§ **WORK REQUEST**:
Within the listing below, please show every line carrying the string "collection".

§ **DATA PROVIDED**:
PR #681, opened 2024-02-14
Implementation of VEX specifications version 1.0.0

grouigrokon:
# VEX specifications

The VEX (Vulnerabilities Exploitability Exchange) specifications have been added in the (new) `encoding` e3 module.

These specifications should help tracking the impact of CVEs on products, tacking for impact, justifications or actions to take for a given vulnerability.

# Doc warning fixes

Seems like `sphinx` imports the documentation of the `python:enum.Enum` class for classes which implement it, but do not have a documentation string.

Unfortunately, the base documentation has a warning ...
    
By simply adding a documentation string to two classes, the warnings got fixed.

### DIFF
--- a/src/e3/encoding/vex.py
+++ b/src/e3/encoding/vex.py
@@ -1,0 +1,990 @@
+"""Vulnerabilities Exploitability Exchange specifications.
+
+This specification package is based on
+https://www.cisa.gov/sites/default/files/2023-04/minimum-requirements-for-vex-508c.pdf.
+
+The document
+https://www.cisa.gov/sites/default/files/2023-01/VEX_Use_Cases_Aprill2022.pdf
+has also been used for a better understanding of some VEX implementations.
+"""
+
+from __future__ import annotations
+
+from datetime import datetime, timezone
+from dateutil.parser import parse as date_parse
+from enum import Enum
+from packaging.version import Version
+from typing import TYPE_CHECKING
+from uuid import uuid4
+
+from e3.json import JsonData
+
+if TYPE_CHECKING:
+    from typing import Any
+
+
+class ActionOrImpact(JsonData):
+    """An object to represent an action or impact for a statement status.
+
+    For *status* :attr:`Status.NOT_AFFECTED`, if *justification* is not
+    provided, then a VEX statement **MUST** provide an *impact_statement* that
+    further explains how or why the listed *product_id* s are *not affected* by
+    *vul_id*.
+
+    If *justification* is provided, then a VEX statement **MAY** provide an
+    *impact_statement*.
+
+    :ivar str | None statement: The statement of this action or impact.
+    :ivar datetime | None timestamp: The time at which the statement has
+        been last modified.
+    """  # noqa RST304
+
+    def __init__(
+        self,
+        statement: str | None = None,
+        timestamp: datetime | None = None,
+    ):
+        """Initialize an action or impact object.
+
+        :param str | None statement: The action or impact statement. If
+            **None**, it means that this object has no impact (or no action).
+        :param datetime | None timestamp: The time this action or impact has
+            been defined. If **None** and *statement* is defined, the timestamp
+            is set to the current time.
+        """
+        self.timestamp: datetime | None
+        self.statement: str | None = statement
+        if self.statement and not timestamp:
+            self.timestamp = datetime.now(timezone.utc).replace(microsecond=0)
+        elif isinstance(timestamp, datetime):
+            self.timestamp = timestamp.replace(microsecond=0)
+        else:
+            # Should be None
+            self.timestamp = None
+
+    def __bool__(self) -> bool:
+        """Check if this action or impact is defined.
+
+        An action or impact without a statement is considered as False.
+
+        :return: **True** if this action or impact has a statement defined to
+            something else that **None**, **False** else.
+        """  # noqa RST304
+        return self.statement is not None
+
+    def as_dict(self) -> dict[str, Any]:
+        return {
+            "statement": self.statement,
+            "timestamp": None
+            if self.timestamp is None
+            else self.timestamp.strftime("%Y-%m-%dT%H:%M:%SZ"),
+        }
+
+    @classmethod
+    def from_dict(cls, obj: dict) -> ActionOrImpact:
+        return cls(
+            statement=obj["statement"],
+            timestamp=date_parse(obj["timestamp"]) if obj["timestamp"] else None,
+        )
+
+
+class AuthorRole(Enum):
+    """Role of the document author.
+
+    The author role **MAY** specify the role of the *author*.
+
+    The author role **MAY** use the *category of publisher* roles defined by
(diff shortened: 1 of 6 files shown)


src/e3/encoding/vex.py
```diff
@@ -0,0 +1,902 @@
...
+        :raise: :exc:`python:ValueError` If *value* is not one of the possible
+            values of this enumerate, or if *default* has an invalid value and
+            *value* is **None**.
+        """  # noqa RST304
+        if isinstance(value, str) and value:
+            return cls(value)
+        elif isinstance(value, cls):
+            return value
+        elif default:
+            # The default value is either a Product status or a string, better
```
grouigrokon, line 278: Damned ... hide this copy/paste I should not see !

src/e3/encoding/vex.py
```diff
@@ -0,0 +1,902 @@
...
+from enum import Enum
+from typing import TYPE_CHECKING, TypeVar
+from uuid import uuid4
+
+from e3.json import JsonData
+
+if TYPE_CHECKING:
+    from typing import Any
+
+    DocumentSelf = TypeVar("DocumentSelf", bound="Document")
```
Nikokrock, line 24: I don't think this is needed. No need to put type on cls argument in classmethod

src/e3/encoding/vex.py
```diff
@@ -0,0 +1,902 @@
...
+
+    :ivar str | None statement: The statement of this action or impact.
+    :ivar datetime | str | None timestamp: The time at which the statement has
+        been last modified.
+    """  # noqa RST304
+
+    def __init__(
+        self,
+        statement: str | None = None,
+        timestamp: datetime | str | None = None,
```
Nikokrock, line 51: Does the API needs to support string everywhere ? Can't we just have datetime | None ? (applies in several places)

src/e3/encoding/vex.py
```diff
@@ -0,0 +1,902 @@
...
+        else:
+            # Should be None
+            self.timestamp = None
+
+    def __bool__(self) -> bool:
+        """Check if this action or impact is defined.
+
+        An action or impact without a statement is considered as False.
+
+        :return: A :class:`python:bool` set to **True** if this action or impact
```
Nikokrock, line 70: Description is a bit too convoluated. Just say: return True if ... else return False. It's clear for everyone

src/e3/encoding/vex.py
```diff
@@ -0,0 +1,902 @@
...
+            has a statement defined to something else that **None**, **False**
+            else.
+        """  # noqa RST304
+        return self.statement is not None
+
+    def as_dict(self) -> dict[str, object]:
```
Nikokrock, line 76: I think the signature should be dict[str, Any]

src/e3/encoding/vex.py
```diff
@@ -0,0 +1,902 @@
...
+            for st in statements:
+                self.add_statement(st)
+
+    def as_dict(self) -> dict[str, object]:
+        return {
+            "metadata": self.metadata.as_dict(),
+            "statements": [st.as_dict() for st in self.statements],
+        }
+
+    def add_statement(self, new_statement: Statement) -> None:
```
Nikokrock, line 171: missing docstring

src/e3/encoding/vex.py
```diff
@@ -0,0 +1,902 @@
...
+        product.
+    :ivar list[Statement] | None statements: The list of statements defined for
+        this VEX document.
+    """
+
+    def __init__(
+        self,
+        metadata: Metadata,
+        statements: list[Statement] | None = None,
+    ):
```
Nikokrock, line 157: missing docstring

src/e3/encoding/vex.py
```diff
@@ -0,0 +1,902 @@
...
+        information. Contrast with *author*.
+    :ivar datetime created_on: The time this VEX document was created at.
+    :ivar datetime last_updated_on: The time this VEX document was updated.
+    :ivar int version: The version of a VEX document.
+    :ivar str spec_version: The VEX requirements version used by the parent
+        document. By default, it is set to :attr:`SPEC_VERSION`.
+    """  # noqa RST304
+
+    AUTHOR: str = "AdaCore"
+    """Default document author."""
```
Nikokrock, line 321: Don't use triple quote here and for documentation of internal constant

src/e3/encoding/vex.py
```diff
@@ -0,0 +1,902 @@
...
+    AUTHOR_ROLE: AuthorRole = AuthorRole.VENDOR
+    """Default document author role."""
+    SPEC_VERSION: str = "1.0.0"
+    """The specification version followed by this implementation of the VEX
+    specification.
+    """
+    VERSION: int = 1
+    """Default document version."""
+
+    class SpecVersion(object):
```
Nikokrock, line 331: Can't we reuse Version object from Python here ?

src/e3/encoding/vex.py
```diff
@@ -0,0 +1,902 @@
...
+    def __init__(
+        self,
+        author: str = AUTHOR,
+        author_role: AuthorRole | str = AUTHOR_ROLE,
+        tooling: str | None = None,
+        version: int = VERSION,
+        _id: str | None = None,
+        created_on: datetime | str | None = None,
+        last_updated_on: datetime | str | None = None,
+        spec_version: str | None = SPEC_VERSION,
```
Nikokrock, line 383: Missing docstring

src/e3/encoding/vex.py
grouigrokon: Done. All `datetime | str` have been replaced with simple `datetime`. All `from_dict()` had to be created accordingly.

src/e3/encoding/vex.py
grouigrokon: Done, removed all the `Self` definitions.

src/e3/encoding/vex.py
grouigrokon: I cant remember where I saw that we should now be using `object` rather than `Any`. As I cannot find it, I will use `Any` then.

grouigrokon: Done

src/e3/encoding/vex.py
grouigrokon: After adding all the docstrings to `__init__()` methods, I saw that the doc build does not include them :)

src/e3/encoding/vex.py
grouigrokon: Done

src/e3/encoding/vex.py
grouigrokon: Done

src/e3/encoding/vex.py
grouigrokon: Done

src/e3/encoding/vex.py
grouigrokon: Done

PR #689, opened 2024-03-11
Fix typing information for Checkout events

yakobowski:
The possible values in the dictionary are not necessarily strings: the release_branching_info field is actually a dict.

### DIFF
--- a/src/e3/anod/action/__init__.py
+++ b/src/e3/anod/action/__init__.py
@@ -187,14 +187,17 @@ class Checkout(Action):
 
     __slots__ = ("uid", "repo_name", "repo_data")
 
-    def __init__(self, repo_name: str, repo_data: dict[str, str]):
+    def __init__(self, repo_name: str, repo_data: dict[str, Any]):
         """Initialize a Checkout object.
 
         :param repo_name: The name of the repository.
         :param repo_data: A dictionary with the following keys:
             - 'url': The repository URL;
             - 'revision': The revision to checkout;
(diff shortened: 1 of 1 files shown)


src/e3/anod/action/__init__.py
```diff
@@ -187,14 +187,17 @@ class Checkout(Action):
...
             - 'url': The repository URL;
             - 'revision': The revision to checkout;
-            - 'vcs': The Version Control System kind (a string).
+            - 'vcs': The Version Control System kind (a string);
+            - 'license': the license for the files contained in the repository;
+            - 'release_branching_info': a dictionary containing information
+              on how to branch the repository when a release is branched.
 
         At present, only 'git' is supported.
         """
```
leocardao, line 203: You obviously have an indentation problem... but I can't see it (it's pre-commit that says so).

leocardao (changes requested):

src/e3/anod/action/__init__.py
yakobowski: Indeed. Not sure why I convinced myself that my initial fix did work, but should now be ok.

yakobowski: There is a new error, but it seems unrelated to my change.

yakobowski: Also, I think the error reported is fixed by #68 @leocardao

leocardao (approved):

PR #690, opened 2024-03-18
Remove reference to obsolete features/packages

Nikokrock:


src/e3/decorator.py
```diff
@@ -51,72 +49,3 @@ def empty_func(*args: Any, **kargs: Any) -> None:
         del args, kargs
 
     return empty_func
-
-
-class memoize:
```
enzbang, line 56: We're not yet ready to drop memoize, still in use at AdaCore

Nikokrock: Only two references I think

Nikokrock: Almost remove but cannot wait in order to move to pyproject.toml. I have removed for the moment the commit

enzbang (approved):

PR #698, opened 2024-03-21
Enable Anod class to use methods instead of properties

leocardao:


src/e3/anod/spec.py
```diff
@@ -203,6 +203,34 @@ class MyProduct(Anod):
     ExternalSourceBuilder = e3.anod.package.ExternalSourceBuilder
     ThirdPartySourceBuilder = e3.anod.package.ThirdPartySourceBuilder
 
+    def __new__(cls, *args: Any, **kwargs: Any) -> Any:
+        """Replace `method` by property when decorator is missing."""
+        if callable(cls.enable_name_generator):
```
grouigrokon, line 208: This could be factorized.
```python
should_be_property = ("readme_info", "build_space_name", ...)
for prop ins should_be_property:
    class_property = getattr(cls, prop)
    if callable(class_property):
        setattr(cls, prop, property(fget=class_property)
```
(or something like that)

tests/tests_e3/anod/spec_test.py
```diff
@@ -147,3 +147,12 @@ class GeneratorDisabled(Anod):
...
     assert spec_disable.args == {"q1": ""}
+
+
+def test_missing_property():
+    class NoProperty(Anod):
+        def source_pkg_build(self) -> list:
+            return []
+
+    noproperty = NoProperty(qualifier="", kind="source")
+    assert noproperty.source_pkg_build == []
```
grouigrokon, line 158: We may want a bit more here. I know that I sometimes forgot the `@property` for `build_deps` (for instance), and calling the `anod.build()` failed. Would it be a good test ?

Nikokrock: we don't have a full anod currently in e3-core though

grouigrokon: Oh right ... sorry :)

src/e3/anod/spec.py
leocardao: Done.

grouigrokon (approved):

PR #703, opened 2024-03-26
Create a pytest plugin to reuse fixtures in other projects

enzbang:
Remove deprecated requirements traceability which is not maintained.

Create e3.pytest to reuse part of the code in conftest.py in other projects.
Document the new plugin.

Note that projects that rely on e3-core conftest.py files must be updated to use the plugin instead.


docs/source/pytest.rst
```diff
@@ -0,0 +1,85 @@
...
+
+env_protect
+^^^^^^^^^^^
+
+When activated, the plugin will register the ``env_protect`` feature to ensure
+that all tests are run in isolation. All changes to the environment done in
+each test won't impact other tests. Also, each test is run in a separate temp
+directory, you won't have to cleanup the files that the tests create.
+
+``env_protect`` also set some environment variables such as:
```
grouigrokon, line 28: Should be *also **sets***

docs/source/pytest.rst
```diff
@@ -0,0 +1,85 @@
...
+Specific test for the windows platform are also detected:
+
+* ``if sys.platform == win32``
+* ``if sys.platform != win32``
+* ``unix-only``
+
+You can also skip complete files by creating an ``omit file`` in
+``tests/coverage/omit-file-<os>``. The file should contain a filename per line.
+
+Finally, the option ``--e3-cov-rewrite <origin> <dest>`` change the paths
```
grouigrokon, line 64: Should be ***changes** the paths*

src/e3/pytest.py
```diff
@@ -0,0 +1,223 @@
...
+            if o != os_name
+        ):
+            cov.exclude(regex)
+
+        # Handling of Windows
+        if os_name == "windows":
+            cov.exclude('if sys.platform != "win32":')
+        else:
+            cov.exclude('if sys.platform == "win32":')
+            cov.exclude("unix: no cover")
```
grouigrokon, line 152: Works for Darwin too (I guess you tested it, but just to make sure ...)

src/e3/pytest.py
```diff
@@ -0,0 +1,235 @@
...
+        e.g. src/
+    :param cov_db: path to the .coverage data base
+    """
+    paths = PathAliases()
+    paths.add(origin_dir, new_dir)
+
+    old_cov_file = NamedTemporaryFile(dir=os.path.dirname(cov_db))
+    old_cov_file.close()
+    try:
+        mv(cov_db, old_cov_file.name)
```
grouigrokon, line 192: Is it in the right way ?
We move `cov_db` to `old_cov_file.name` and finally remove `old_cov_file.name` ?

src/e3/pytest.py
```diff
@@ -0,0 +1,235 @@
...
+
+        old_coverage_data = CoverageData(old_cov_file.name)
+        old_coverage_data.read()
+        new_coverage_data = CoverageData(cov_db)
+        new_coverage_data.update(old_coverage_data, aliases=paths)
+        new_coverage_data.write()
+    finally:
+        os.unlink(old_cov_file.name)
```
grouigrokon, line 200: I think the `old_cov_file.unlink()` method may be used.

src/e3/pytest.py
```diff
@@ -0,0 +1,235 @@
...
+    When the variable results_dir is set to an existing directory, the testsuite
+    will generate results file in "anod" format.
+    """
+    global test_errors
+    # execute all other hooks to obtain the report object
+    outcome = yield
+    rep = outcome.get_result()
+    results_dir = os.environ.get("RESULTS_DIR")
+
+    if not results_dir or not os.path.isdir(results_dir):
```
grouigrokon, line 216: If the directory does not exist, I think we could either let the user know it, or create it.

grouigrokon (commented):
Please check the comments I made. Do not hesitate to reject them if you think they are just wrong.

src/e3/pytest.py
enzbang: I don't get your comment. If this either to activate coverage on windows only, or activate coverage on other platforms.

src/e3/pytest.py
enzbang: What is the right way? ;) 

This is just moving the coverage file in another location and then deleting the extra file. Note that this is not a new code.

src/e3/pytest.py
enzbang: AttributeError: '_io.BufferedRandom' object has no attribute 'unlink'

docs/source/pytest.rst
enzbang: Thank you. Fixed!

docs/source/pytest.rst
enzbang: Fixed!

src/e3/pytest.py
enzbang: Yes, macOS and Linux are considered unix here.

grouigrokon (approved):
Since all my comments have been resolved.

PR #712, opened 2024-04-04
Fix pytest error

leocardao:
When pytest is used with xdist and junitxml, tests are not run in the main thread. In addition, signals can only be used in the main thread.

This results in the failure of some tests that attempt to define a signal handler.

The signal handler causing the error is not tested, so we simply disable the handler if the current thread is not the main thread.

### DIFF
--- a/src/e3/main.py
+++ b/src/e3/main.py
@@ -31,6 +31,7 @@ import logging
 import os
 import signal
 import sys
+import threading
 
 from typing import TYPE_CHECKING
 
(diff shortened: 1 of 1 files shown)


src/e3/main.py
```diff
@@ -144,7 +144,11 @@ def sigterm_handler(sig: int, frame: FrameType | None) -> NoReturn:  # unix-only
             raise SystemExit("SIGTERM received")
 
         if sys.platform != "win32":  # unix-only
-            signal.signal(signal.SIGTERM, sigterm_handler)
+            import threading
```
enzbang, line 147: Given that this will be executed by most users of e3, I don't think a huge added value to defer the import of the threading module. Why not moving it to the top of the file?

leocardao: Done.

grouigrokon (approved):

PR #714, opened 2024-04-04
E3 pypi closure

enzbang:
Silence "cannot parse version" warning by default
    
This message occurs way too often when running e3-pypi-closure
because of bad version in old software.


grouigrokon (approved):
Shall the `NEWS.md` file be updated ?

Issue #717, opened 2024-04-10
Iterate a DAG with cycles with the "enable_busy_state" loops


Jicquel:
A simple reproducer:

```
d = DAG()
d.add_vertex("a")
d.add_vertex("b")
d.update_vertex("a", predecessors=["b"])

it = DAGIterator(d, enable_busy_state=True)
[k for k, _ in it]
```

The iteration will never end, as the loop is not detected. Non-visited nodes are waiting for predecessors as if the latter were in the `busy` state.

Jicquel:
I did not paste the correct reproducer: here it is:

```
d = DAG()
d.add_vertex("a")
d.add_vertex("b")
d.update_vertex("a", predecessors=["b"])
# Force the creation of a cycle
d.update_vertex("b", data="newb", predecessors=["a"], enable_checks=False)

it = DAGIterator(d, enable_busy_state=True)
[k for k, _ in it]
```

As the comment explains (coming from tests/tests_e3/collection/dag/main_test.py), checks are implicit during vertices insertion and modification. I will close this issue, as the checks are made before iterating over the DAG.

PR #718, opened 2024-04-10
Detect cycles during DAG iteration when "enable_busy_state" is set

Jicquel:
When "enable_busy_state" is set, iterate over the DAG made all non-visited nodes wait for predecessors as if the latter were in the busy state.

Cycles are now always checked, no matter the enable_busy_state value.

Fix issue #717

### DIFF
--- a/src/e3/collection/dag.py
+++ b/src/e3/collection/dag.py
@@ -75,19 +75,18 @@ class DAGIterator:
         result = next((k for k in self.non_visited if self.pred_number[k] == 0), None)
 
         if result is None:
+            for node in self.non_visited:
+                minimal_cycle = self.dag.shortest_path(node, node)
+                if minimal_cycle is not None:
+                    raise DAGError(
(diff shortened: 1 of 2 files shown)


src/e3/collection/dag.py
```diff
@@ -75,19 +75,18 @@ def next_element(
         result = next((k for k in self.non_visited if self.pred_number[k] == 0), None)
 
         if result is None:
+            for node in self.non_visited:
```
Nikokrock, line 78: when busy_state is enabled it's legal to get a None (when no nodes are ready)

Jicquel: The git preview does not help, but the line 86 should ensure that if we do not have a cycle and we are in busy_state, then we can return None

Jicquel:
Checks are implicitly done during vertices insertion and modification. I will close this PR, as the checks are made before iterating over the DAG.

PR #719, opened 2024-04-18
Fix pip error

leocardao:
pip fails in production because it cannot find setuptools (which is installed) and tries to connect it to pypi.

We add the --no-build-isolation option to allow pip to use the setuptools installed in our python.

### DIFF
--- a/src/e3/python/wheel.py
+++ b/src/e3/python/wheel.py
@@ -58,6 +58,7 @@ class Wheel:
                     "wheel",
                     ".",
                     "-q",
+                    "--no-build-isolation",
                     "--no-deps",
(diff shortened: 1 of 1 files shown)


grouigrokon:
Seems like it break python 12 tests ?

leocardao:
> Seems like it break python 12 tests ?

@grouigrokon I've seen it, the problem is that without it, it seems to break in production too ... It may not be the right solution, but I don't have a better one to propose at the moment (besides, I don't quite understand the error reported by the CI). I'll draft this MR in the meantime.

Nikokrock:
Closing PR (agreed with leo)

PR #721, opened 2024-05-14
Fix pytest when source coverage is not used

### LINKED ISSUE #720: Pytest may not run with coverage
When trying to run a single test with the latest `pytest` driver, it ends up with:

```
INTERNALERROR>   File ".../lib/python3.11/site-packages/_pytest/config/__init__.py", line 1709, in getoption
INTERNALERROR>     raise ValueError(f"no option named {name!r}") from e
INTERNALERROR> ValueError: no option named 'cov_source'
```

grouigrokon:
The source coverage option may not be defined when running the tests manually. The option existence should be checked before trying to get it.

The `coverage` package dependency was also missing from the `pyproject.toml`.

Closes #720


pyproject.toml
```diff
@@ -21,6 +21,7 @@ classifiers = [
 ]
 
 dependencies = [
+  "coverage",
```
enzbang, line 24: It's better to avoid such dependencies as you don't want to pollute the venv in production, lambdas, ...

That being said, a comment in the toml file would have been appropriate. I should have done it.

src/e3/pytest.py
```diff
@@ -98,9 +98,14 @@ def restore_env() -> None:
 
 
 def pytest_configure(config: pytest.Config) -> None:
-    if config.getoption("e3") and config.getoption("cov_source"):
+    if (
+        hasattr(config.option, "e3")
```
enzbang, line 102: Not needed, this come with e3-core

enzbang (changes requested):

src/e3/pytest.py
```diff
@@ -12,19 +12,26 @@
...
-from coverage import Coverage
-
-
-import pytest
+try:
+    import pytest
+    from coverage.sqldata import CoverageData
+    from coverage.files import PathAliases
+    from coverage import Coverage
+except ImportError as ie:
```
enzbang, line 20: Add # defensive code for this line

enzbang (approved):

PR #728, opened 2026-08-08
Skip building the Rust boltstub when TEST_RUSTY_STUB isn't set

RichardIrons-neo4j:
The runner image unconditionally installed the Rust toolchain and ran `cargo build --release` regardless of which stub server the run actually uses, using disk and time on every non-rusty-stub job. This was traced back as the root cause of several disk-space CI failures: non-rusty-stub builds only requested 3gb of space, but the toolchain install, `apt-get` packages, and the compile itself happened every time.

Verified on PR #727's full CI run: the javascript composite, which had failed four times in a row on disk exhaustion, passed cleanly once this fix was in place, and all 14 checks on that PR went green.

### DIFF
--- a/runner.py
+++ b/runner.py
@@ -3,6 +3,11 @@ import subprocess
 
 import docker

§ **EXERCISE SOLUTION**:
As the comment explains (coming from tests/tests_e3/collection/dag/main_test.py), checks are implicit during vertices insertion and modification. I will close this issue, as the checks are made before iterating over the DAG.
--- a/src/e3/collection/dag.py
+++ b/src/e3/collection/dag.py
src/e3/collection/dag.py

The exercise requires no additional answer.